A year ago, ABIM changed its once-every-10-years Maintenance of Certification (MOC) program to a more continuous one. This change generated legitimate criticism among internists and medical specialty societies. Some believe ABIM has turned a deaf ear to practicing physicians and has not adequately developed a relevant, meaningful program for them as they strive to keep up to date in their fields.

ABIM is listening and wants to be responsive to your concerns. While ABIM’s Board believes that a more-continuous certification helps all of us keep up with the rapidly changing nature of modern medical practice, it is clear that parts of the new program are not meeting the needs of physicians like yourself.
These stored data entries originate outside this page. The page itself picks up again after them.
PR #242, opened 2024-03-26
219 kunna se folks dsek mailadresser p deras profiler

03haax:


src/lib/server/keycloak/index.ts
```diff
@@ -185,6 +185,13 @@ async function hasEmail(email: string) {
   return user.filter((u) => u.email === email).length > 0;
 }
 
+async function getEmail(username: string) {
+  if (!enabled) return false;
```
ekvanox, line 189: Should this not return null? Or is there a reason for a false here?

In other places we just use:
```
if (!enabled) return;
```

ekvanox (changes requested):
Looks good, just have some questions :)

ekvanox (approved):

PR #257, opened 2024-04-10
247 build purchase system

Macludde:
This PR (which might get split up as well) integrates payment into the webshop. It integrates with stripe (you need some keys to try it out live).

This is how it works:
- Go to cart, show user the cart items (frontend not built)
- When they press purchase:
  - Get cart items, verify attributes (still available, still stock left, not expired, not already purchased etc)
  - Handle/fix eventual errors from previous checks)
  - Create a Stripe Payment Intent (basically a request for a one-time charge). Which payment methods that are available is set in the stripe dashboard.
  - Run a check and verify (within a transaction) that none of the cart items have during the function call been part of another purchase, and then save the intent id in the database.
  - Get the client secret and send it to the frontend
- The frontend uses this clientSecret and our stripe public key to show the stripe-built payment element frontend. Basically the form for inputting card details, or paying with swish/klarna etc.
- When they press purchase, and the payment goes through, a webhook call is sent to us from stripe. If the payment succeeded, we use the "intent id" saved in the database to mark the correct cart items as purchased. If it failed, we don't.

Of course, if the cart only includes free items, they are purchased immidiately. A transaction fee is also added to all purchases. Sadly, some payment methods have higher fees than others, and it is illegal in the EU to charge different amounts as a merchant depending on the users' choice of payment method. I chose to use the fee for Swish, as I think it will be the most common payment methods.

# Tests
There are quite a few tests for this, of course. I think I've covered a lot of cases and edge cases, but certainly not all of them, only the ones I (and ChatGPT) could think of. I don't think we'll ever build a 100% secure and fail-safe payment system, but I think its okay that once in a blue moon an admin will have to go in and adjust somethings manually via stripe.

With that said, if you do come up with new edge cases feel free to say so, or make them new issues to be tackled in the future. A lot of the edge cases I've covered is already very rare to happen (like a user having two browsers open and clicking "purchase" on both at the same time).

## Known issue
I'm not an expert at vitest, I think I've come up with a somewhat nice way of building these tests. I'm mocking stripe and using live prisma. This is done by at each test generating new data, with a unique id. There is also a unique member for each test suite. The problem with using live prisma is that we are vulnerable to side effects in tests. While I've tried to ensure we don't, there are a few tests which "sometimes fail, at random".

My best guess is that they fail depending on the order of other tests being run, or if another test is being run at the same time. Vitest makes sure to run all tests in a file sequentially (if we don't use the `concurrent` modifier), but files are run in parallel for performance. I have not been able to figure out which tests are making other tests fail, but I've seen that it is most common (or only) when in the "anonymous user context".


Macludde:
Okay I think I fixed the issue with side effects in tests, or at least this specific one. While writing my documentation above I realized I use the same `externalCode` for anonymous users in different test files. Giving them each a unique external code fixed it. In production, of course all users will have a unique external code (or at least "v4 uuid unique")

PR #261, opened 2024-04-16
Improve door access query

Isak-Kallini:
Since #180 seems to not be worked on atm (I think I remember @Macludde saying he wanted to redo the whole page), I think we can at least merge the improved door access query.

### DIFF
--- a/src/lib/utils/member.ts
+++ b/src/lib/utils/member.ts
@@ -39,12 +39,12 @@ export const getCustomAuthorOptions = async (
   });
 };
 
-export type MemberDoorPolicies = {
+export type MemberDoorPolicies = Array<{
   name: string;
   roles: string[];
   startDate: Date | null;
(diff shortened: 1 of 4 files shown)


src/lib/utils/member.ts
```diff
@@ -39,117 +39,149 @@ export const getCustomAuthorOptions = async (
...
 
+export type MemberDoorPolicies = Array<{
+  name: string;
+  verboseName: string | undefined;
+  roles: string[];
+  startDate: Date | null;
+  endDate: Date | null;
+}>;
+
 export const getCurrentDoorPoliciesForMember = async (
```
alfredgrip, line 50: Perhaps this function could use some tests, but it's not blocking IMO

alfredgrip (approved):
LGTM! Left a comment but feel free to merge

PR #279, opened 2024-04-20
30 push notifications

Steindt:
Added push notifications


src/lib/utils/notifications/index.ts
```diff
@@ -32,6 +32,9 @@ type SendNotificationProps = BaseSendNotificationProps &
       }
   );
 
+// Need permissions to read expo tokens and send notifications without sharing expo tokens to the public
+const prisma = new PrismaClient();
+
```
Macludde, line 37: Should use the `authorizedPrismaClient` which has now been introduced in a file with the same name. Makes it more clear when reading the code that it is a "dangerous" client, and that it uses the same instance everywhere.

src/lib/utils/notifications/index.ts
```diff
@@ -136,9 +136,39 @@ const sendNotification = async (
...
+  if (expoTokens != undefined) {
+    sendPushNotifications(
+      expoTokens.map((token) => token.expoToken),
+      title,
+      message,
+      type,
+      link,
+    );
+  }
```
Macludde, line 171: should be extracted to a new function. I think the same goes for the `databaseResult` query above, so basically we would have two async functions:
- `sendInAppNotifications(memberIds[], title...)`
- `sendPushNotifications(memberIds[], title,...)`

These could then be called and awaited simulatenously, reducing the time of this function. I think that's crucial because it's going to be run often and sometimes having to send a lot of notifications at once (like some news tags). I think that's how it was done before and is why it's called `databaseResult` (because it awaited a `Promise.allSettled([...])` call

src/lib/utils/notifications/push.ts
```diff
@@ -1,5 +1,5 @@
 import { error } from "@sveltejs/kit";
-import Expo, { type ExpoPushMessage } from "expo-server-sdk";
+import { Expo, type ExpoPushMessage } from "expo-server-sdk";
 import { dev } from "$app/environment";
 
 async function sendPushNotifications(
```
Macludde, line 5: I know this is not from this PR, but I REALLY think we should enable push notification security and use our expo private key here. As it is right now, given someones expo push notification ANYONE could send a push notification to anyone of our users.

Macludde (changes requested):
Just looked through this. Looks good, have some ideas for refactoring the now very large `sendNotification` method. Also, as mentioned in the relevant comment, I think we should enable push notification security and think this PR is a good place to do it. Just adding an .ENV variable basically

src/lib/utils/notifications/push.ts
Steindt: Sounds like a good idea. Unfortunately don't know how to do this, would be great if you could do a commit with the required changes.

fnurkla:
We should fix push notification security ASAP, but it shouldn't be blocking. Merging.

PR #280, opened 2024-04-21
Add simple ticket page

danieladugyan:


fnurkla (approved):
Looks fine

src/routes/(app)/shop/tickets/[slug]/+page@(app).svelte
Comment (fnurkla) [inline src/routes/(app)/shop/tickets/[slug]/+page@(app).svelte:1]: Wait, why is this screen wide instead of containered like basically all other pages on desktop?

fnurkla:
Yep, fine now!

PR #281, opened 2024-04-22
Recurring events

Isak-Kallini:
Currently only implemented creating and deleting recurring events, I'll create an issue for other features


src/routes/(app)/events/Event.svelte
```diff
@@ -1,8 +1,13 @@
 <script lang="ts">
   import DateSpan from "./DateSpan.svelte";
   import MarkdownBody from "$lib/components/MarkdownBody.svelte";
-  import type { Event } from "@prisma/client";
-  export let event: Event;
+  export let event: {
```
Steindt, line 4: You can use Pick<Type, parameters> and still use the type from @prisma/client

```
export let event: Pick<
    Event,
    | "title"
    | "startDatetime"
    | "endDatetime"
    | "shortDescription"
    | "description"
  >;
```

Isak-Kallini: Good catch, thanks!

Steindt (approved):
Apologize for late response. Nice work, seem to work as expected, LGTM!

src/database/schema.zmodel
```diff
@@ -349,9 +349,47 @@ model EventComment {
...
+  alarmActive Boolean? @default(false) @map("alarm_active")
+  tags Tag[] @relation("recurring_event_tags")
+  events Event[]
+  author Member @relation(fields: [authorId], references: [id], onDelete: NoAction, onUpdate: NoAction, map: "events_author_id_foreign")
+
+  @@allow("create", has(auth().policies, "event:create"))
+  @@allow("read", has(auth().policies, "event:read"))
+  @@allow("update", has(auth().policies, "event:update"))
+  @@allow("delete", has(auth().policies, "event:delete"))
+}
```
Macludde, line 386: Just looking through this PR real quick and I don't think we should have this kind of duplication, at least I think a lot of these fields are just copy-pasted from the Event model. Instead I think this should inherit from events, adding some extra fields necessary for repeated events.

Isak-Kallini: Yeah you're probably right. My idea with this originally was that recurring events would read from the event in the RecurringEvent table, so that updating for example the title for all events would just be changing this one event. I didn't end up doing it this way though so yes I should remove a lot of the fields.

PR #301, opened 2024-04-23
Fix misc. access policy usage

Isak-Kallini:
Update policies for the admin page so everyone doesn't have read access, and so that the admin button in the navbar isn't visible to everyone.
I also added access checks to the email-alias page so you can't see the form if you can't create/edit aliases.

I also found that I couldn't delete/read my notifications, this was because it used LOGGED_IN (="_") from apiNames, which is used in the db to say that all logged in users has some access policy, but it's not an access policy itself so `authorize(apiNames.LOGGED_IN, user)` would always throw an error.

### DIFF
--- a/src/lib/utils/apiNames.ts
+++ b/src/lib/utils/apiNames.ts
@@ -7,6 +7,7 @@ const crud = <prefix extends string>(base: prefix) =>
   }) as const;
 
 const apiNames = {
+  ALERT: "alert",
   NEWS: {
     ...crud("news:article"),
     MANAGE: "news:article:manage",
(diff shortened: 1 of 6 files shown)


Steindt:
I'm able to see the admin button when not logged in. Can also create alerts, delete them, edit email alias when not logged in. 
Screenshot from 2024-04-25 11-31-40

Isak-Kallini:
> I'm able to see the admin button when not logged in. Can also create alerts, delete them, edit email alias when not logged in. 

Did you comment out `return getAllAccessPolicies(prisma);` on line 18 in hooks.server.helper.ts and `if (dev && user) return true;` on line 10 in authorization.ts? Also, looking at the vercel deployment it seems to be working..

Steindt (approved):
Apologize for late response. Yeah, I missed to comment those out, LGTM!

Macludde:
@Isak-Kallini is this PR ready for deployment? I would like to have this deployed tomorrow for our ticket sale

Isak-Kallini:
> @Isak-Kallini is this PR ready for deployment? I would like to have this deployed tomorrow for our ticket sale

Yes it should be, merging now

Issue #22, opened 2022-02-03
User search is case sensitive, should be case insensitive


i128:
specific issue with with hashview/hashview/searches/routes.py

```
if searchForm.validate_on_submit():
        if searchForm.search_type.data == 'hash':
            results = db.session.query(Hashes, HashfileHashes).join(HashfileHashes, Hashes.id==HashfileHashes.hash_id).filter(Hashes.ciphertext==searchForm.query.data).all()
        elif searchForm.search_type.data == 'user':
            results = db.session.query(Hashes, HashfileHashes).join(HashfileHashes, Hashes.id==HashfileHashes.hash_id).filter(HashfileHashes.username.like('%' + searchForm.query.data.encode('latin-1').hex() + '%')).all()
        elif searchForm.search_type.data == 'password':
            results = db.session.query(Hashes, HashfileHashes).join(HashfileHashes, Hashes.id==HashfileHashes.hash_id).filter(Hashes.plaintext == searchForm.query.data.encode('latin-1').hex()).all()
```

This is because we hex encode the string prior to doing a search. Unfortunately to really fix this we'd either need to hex decode every entry in hashfile_hashes.username and then compare.

another option might be to force lowercase usernames on import and then force lower case searching 🤔

bandrel:
Verified fixed in v0.8.3-dev: user search now matches case-insensitively (latin-1 hex-encoding replaced by a UTF-8 path; SQLite LIKE is case-insensitive for ASCII). Added a regression guard (xpass) in tests/unit/test_issue_xfail_search_encoding.py::test_user_search_is_case_insensitive.

Issue #364, opened 2026-07-24
Move hashfile import to the background so users don't wait on large hashsets


bandrel:
## Summary
Hashfile import runs synchronously inside the upload POST (`hashview/jobs/routes.py:256`), so the user's browser blocks for the entire import. On a large hashset this is minutes-to-hours. Move the heavy import work to the background after the job/hashfile is created so the user does not wait.

## Existing precedent to reuse (no new deps)
The codebase already has a proven async pattern in **wordlist import**: validate quickly, spawn a daemon thread, return immediately (`hashview/wordlists/routes.py:124-128`), with `run_import_async` opening a fresh `app.app_context()` for a clean scoped DB session (`hashview/utils/wordlist_import.py:159`).

## Proposed approach — mirror that pattern for hashfile import
1. **Keep validation synchronous** so a bad file / hash-type fails instantly in the request; only the heavy per-line import + dedup moves to the thread.
2. **Add hashfile import status** — `Hashfiles.import_status` (`importing` -> `ready` / `failed`) plus `imported_count` / `total_count`; a small poll endpoint can feed a progress UI its real percentage.
3. **Gate job dispatch on `ready`** — critical correctness item: agents must not be handed chunks for a hashfile still importing. Add the `import_status == 'ready'` check wherever a job is deemed runnable.
4. **Background error handling** — on mid-import failure set `import_status='failed'` + reason (mirrors the wordlist path's `.fail` rename + summary).

## Trade-off / known limitation
The daemon-thread approach (consistent with the existing wordlist convention) is **not durable**: a web-process restart mid-import strands the hashfile in `importing`. Mitigation: a startup sweep that fails/re-queues stranded `importing` rows. Full durability (survives restarts, retries) would require a real task queue (Celery/RQ + broker) — a much larger infra change, out of scope here.

## Dependency
Should land on top of the batched-commit optimization (#363) so the background job finishes in minutes and holds a narrow transaction.

bandrel:
Cross-referencing a test-cleanup decision that touches this issue's item 2 (`Hashfiles.import_status`).

[...]

Issue #176, opened 2026-06-04
Add status indicator for large hashfile imports


i128:

i128:
Done

Issue #140, opened 2024-12-10
Usernames with the en dash u2013 can not be imported


i128:
This is due to hashview trying to latin-1 encode the character which does not exit. Maybe switch to a different char encoding?

bandrel:
Verified fixed in v0.8.3-dev: username import no longer latin-1 encodes; normalization goes through text_from_field/bytes_to_text (UTF-8 + $HEX[...] fallback), so en dash (U+2013) round-trips. Added a regression guard (xpass) in tests/unit/test_issue_xfail_search_encoding.py::test_username_with_en_dash_round_trips.

PR #406, opened 2026-08-20
test: drop stale xfail markers for closed issues #22, #99, #100, #140

bandrel:
## Summary

Cleans up xfail markers that no longer describe reality.

**Converted to plain regression guards** — four tests have been XPASSing since their issues were fixed and closed (#22, #99, #100, #140). Their non-strict `xfail` markers meant a future regression would silently XFAIL instead of failing CI:

- `test_task_group_can_be_renamed_after_creation` (#100)
- `test_job_task_selection_lists_all_tasks` (#99)
- `test_user_search_is_case_insensitive` (#22)
- `test_username_with_en_dash_round_trips` (#140)

**Deleted** — `test_hashfile_exposes_import_status` (#176). That issue was closed as completed and the indicator did ship, as the stepped "Importing hashfile" progress modal in `jobs_assigned_hashfiles.html.j2` (~265-393) driven by `xhr.upload.onprogress`. The test asserted a persisted `Hashfiles` column instead, which was never the delivered design, so it XFAILed against a premise that no longer holds. A persisted import status is only needed for background imports (#364) and belongs there.

Docstrings and module headers updated to match; the `pytest` import dropped from the search-encoding file where no markers remain. The #57 xfail is left in place — that issue is still open and still reproduces.

## Testing

- Both files: 6 tests → 5 passed, 1 xfailed (the intentional #57)
- Full pre-push gate on each commit: ruff + bandit + openapi + 1518 passed, 38 xfailed

### DIFF
--- a/tests/unit/test_issue_xfail_misc.py
+++ b/tests/unit/test_issue_xfail_misc.py
@@ -95,6 +95,34 @@ def test_db_password_with_percent_is_parsed():
 
 
 # ---------------------------------------------------------------------------
+# Issue #364 — "Move hashfile import to the background"
+# ---------------------------------------------------------------------------
+@pytest.mark.xfail(reason="issue #364: no persisted hashfile import status",
+                   strict=True)
+def test_hashfile_exposes_persisted_import_status(app):
+    """The Hashfiles model should persist the state of a running import.
+
+    Import runs synchronously inside the upload POST today, so progress is
+    reported only by the client-side modal (guarded in
+    test_jobs_assigned_hashfile.py). Once #364 moves the work to a
+    background thread the response returns first and that modal can no
+    longer observe the import — item 2 of #364 adds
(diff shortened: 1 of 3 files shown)


bandrel:
Follow-up commit 61f9e10 replaces the deleted #176 xfail with the two tests it should have been:

- **`test_page_renders_the_import_progress_modal`** — pins the shipped #176 feature: the `hf-import-modal` dialog and its `hf-step-upload`/`hf-step-import` steps on `GET /jobs/<id>/assigned_hashfile/`. Mutation-verified (renaming the modal id in the template fails the test).
- **`test_hashfile_exposes_persisted_import_status`** — a **strict** xfail reserving `Hashfiles.import_status` from #364 item 2, so the moment that column lands the test fails loudly and gets rewritten into a real assertion instead of rotting as a stale XPASS like its predecessor.

Full gate re-run on push: 1519 passed, 39 xfailed.

Issue #402, opened 2026-08-19
Mask files bypass chunking and the ETA: planner sees keyspace 1, so a file of cheap masks runs whole on one agent


bandrel:
## Summary

The chunk planner and the runtime estimate both treat `Tasks.hc_mask` as a single mask string. When it holds a **mask file** path instead — which hashcat accepts in the mask argv position for `-a 3/6/7`, and which is exactly what #384 is about making possible — the planner computes a keyspace of **1** and never chunks the task, and the only ETA shown to the user reflects one line of the file rather than the whole file.

A mask file full of individually-cheap masks is the worst case: 1,000 masks that each take 30s on the slowest agent is 8+ hours of work that ships to a single agent as one un-chunked chunk, with a dashboard ETA that reads a few minutes and keeps resetting. With `max_runtime_tasks` set it never finishes — it is cancelled mid-file at the cap, having covered an unknowable prefix of the lines (see "What the runtime cap actually does here" below).

This is a follow-on to #384, not a duplicate of it. #384 explicitly scopes tasks out ("Tasks stay as they are: `hc_mask` holds `control/masks/<file>`. No `Tasks` migration."), which is the right call for that PR — but it means the store landing on its own turns a today-nobody-can-do-this into a silently-mis-scheduled attack, because the files will finally be on the agents.

## Why the keyspace is 1

`parse_mask` finds no `?` tokens in a path, so every character becomes a `('lit', c)` token, and `mask_keyspace` returns the empty product of charset sizes — `1` (`hashview/utils/chunking.py:117-126`). In the mask branch of `plan_chunks`, `total = 1` is trivially `<= target_candidates`, so it returns `[{}]`, meaning "run whole" (`hashview/utils/chunking.py:224-240`).

Verified directly against the module (it is dependency-free, so this runs standalone):

```
'control/masks/rockyou-1-60.hcmask' keyspace= 1  chunks= 1
'8char-1l-1d-1s.hcmask'             keyspace= 1  chunks= 1
'?d?d?d?d?d?d?d?d'                  keyspace= 100000000  chunks= 1   # correct: fits in one chunk
```

Note this is not a case the safety rails catch — it isn't "refuse to split something unsplittable" (which `parse_mask` returning `None` for `?b` / `?1-?4` handles deliberately and correctly). The planner believes it has a one-candidate task and that the answer is genuinely "no chunking needed."

[...]

PR #407, opened 2026-08-20
Add xfail coverage for the agent ETA clamp bug (#402)

bandrel:
Test-only. Adds `tests/agent_unit/test_issue_xfail_eta_clamp.py` pinning the agent-side ETA symptom of #402. No fix included — the xfails are the executable spec.

Refs #402.

## The bug

hashcat's `estimated_stop` is the absolute epoch at which the **current attack** ends. With a mask file every line is its own attack, so on the terminal status line of each mask that value equals the moment the mask finished — and the agent reads it up to one 15s poll later.

`time_difference()` (`install/hashview-agent/hashview-agent.py:533-541`) returns the sentence `"The specified time is in the past."` for any delta <= 0. `hashcatParser` wraps it in parens as `Time_Estimated` (`:598`), and the dashboard's `_eta_text` (`hashview/main/routes.py:170`) prints whatever is between the parentheses. The operator sees:

```
eta (The specified time is in the past.)
```

## This is ours, not hashcat's

At the identical boundary hashcat's own status output reads:

```
Time.Estimated...: Thu Aug 20 12:38:44 2026 (0 secs; Runtime limited: 30 secs)
Guess.Queue......: 1/3 (33.33%)
Progress.........: 100000000000/100000000000 (100.00%)
```

hashcat clamps the relative figure at zero. We reimplement the formatting and drop the clamp.

## Why it is not an edge case

Measured against hashcat `v7.1.2-484-g64e1bff93` (single GPU, `-m 0`, three long masks, `--status-timer=2`), each status line stamped with the wall-clock time it was emitted:

```
   t mask                        queue   prog%   est_stop - emitted_at
   0s ?d?d?d?d?d?d?d?d?d?d?d      1/3     9.8%        +9s
   3s ?d?d?d?d?d?d?d?d?d?d?d      1/3    32.0%        +6s
   5s ?d?d?d?d?d?d?d?d?d?d?d      1/3    54.1%        +3s
   7s ?d?d?d?d?d?d?d?d?d?d?d      1/3    76.2%        +2s
   9s ?d?d?d?d?d?d?d?d?d?d?d      1/3    95.9%         0s
  10s ?d?d?d?d?d?d?d?d?d?d?d      1/3   100.0%        -1s   <-- error string
  17s ?l?l?l?l?l?l?l              2/3    17.5%         0s
```

The countdown is accurate *while* a mask runs; only the terminal line goes negative. So this is a sawtooth that repeats once per line of the file — a file of long masks hits it as often as a file of cheap ones, just more slowly. Note also the 7-second hole between `t=10s` and `t=17s` while hashcat autotunes the next mask: no status line is written, and `hashcatParser` takes the last line in the file, so the terminal value is all that is available across that window.

## What the tests assert

| Test | Kind |
|---|---|
| `time_difference` on a completed attack (`== now`, 1s stale, 15s stale) | 3 × `xfail(strict=True)` |
| `hashcatParser` on a real captured terminal status line | `xfail(strict=True)` |
| A future `estimated_stop` still renders as a duration | passing regression guard |
| `guess_base_offset`/`count`/`percent` are present in the JSON | passing, documents available data |

`strict=True` matches the convention in `tests/agent_unit/test_issue_xfail_agent_robustness.py`: when the bug is fixed the tests pass and strict-xfail turns the unexpected pass into a failure, as a reminder to drop the markers.

The fixture is a real `--status-json` line captured from the run above, not hand-written. The target in it is hashcat's own documented example hash for `-m 0`.

## The oracle is a design decision — deliberately not pinned

The tests assert only that the error sentence is **absent**; they do not assert an exact replacement string. What is measured is that the current output is wrong. What is *chosen* is what the right output should be, and at least three answers are defensible:

- `"0 seconds"` / `"(0 secs)"` — matches hashcat's clamp, so the UI reads the same as `hashcat --status`.
- `"finishing"` — arguably truer; the mask really is done and only the next autotune is pending.
- `None` / empty — let the dashboard decide how to render "no estimate" rather than baking a display string into the agent.

A fix picking any of those passes. Only a fix that still lets the sentence reach `Time_Estimated` fails. There is a comment in the file saying so, and tightening the asserts once the project settles on a string is the natural follow-up.

## Adjacent, not asserted here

We got it wrong and sincerely apologize. We are sorry.

As a result, ABIM is taking the following steps:

  • Effective immediately, ABIM is suspending the Practice Assessment, Patient Voice and Patient Safety requirements for at least two years. This means that no internist will have his or her certification status changed for not having completed activities in these areas for at least the next two years. Diplomates who are currently not certified but who have satisfied all requirements for Maintenance of Certification except for the Practice Assessment requirement will be issued a new certificate this year.
  • Within the next six months, ABIM will change the language used to publicly report a diplomate’s MOC status on its website from “meeting MOC requirements” to “participating in MOC.”
  • ABIM is updating the Internal Medicine MOC exam. The update will focus on making the exam more reflective of what physicians in practice are doing, with any changes to be incorporated beginning fall 2015, with more subspecialties to follow.
  • MOC enrollment fees will remain at or below the 2014 levels through at least 2017.
  • By the end of 2015, ABIM will assure new and more flexible ways for internists to demonstrate self-assessment of medical knowledge by recognizing most forms of ACCME-approved Continuing Medical Education.

Please visit our FAQ page for more information about these changes. I do want you to know that, since the changes being made are significant, it will take time until your individual status page is updated on the ABIM website.

ABIM is changing the way it does its work so that it is guided by, and integrated fully with, the medical community that created it. However, I know that actions will speak louder than words.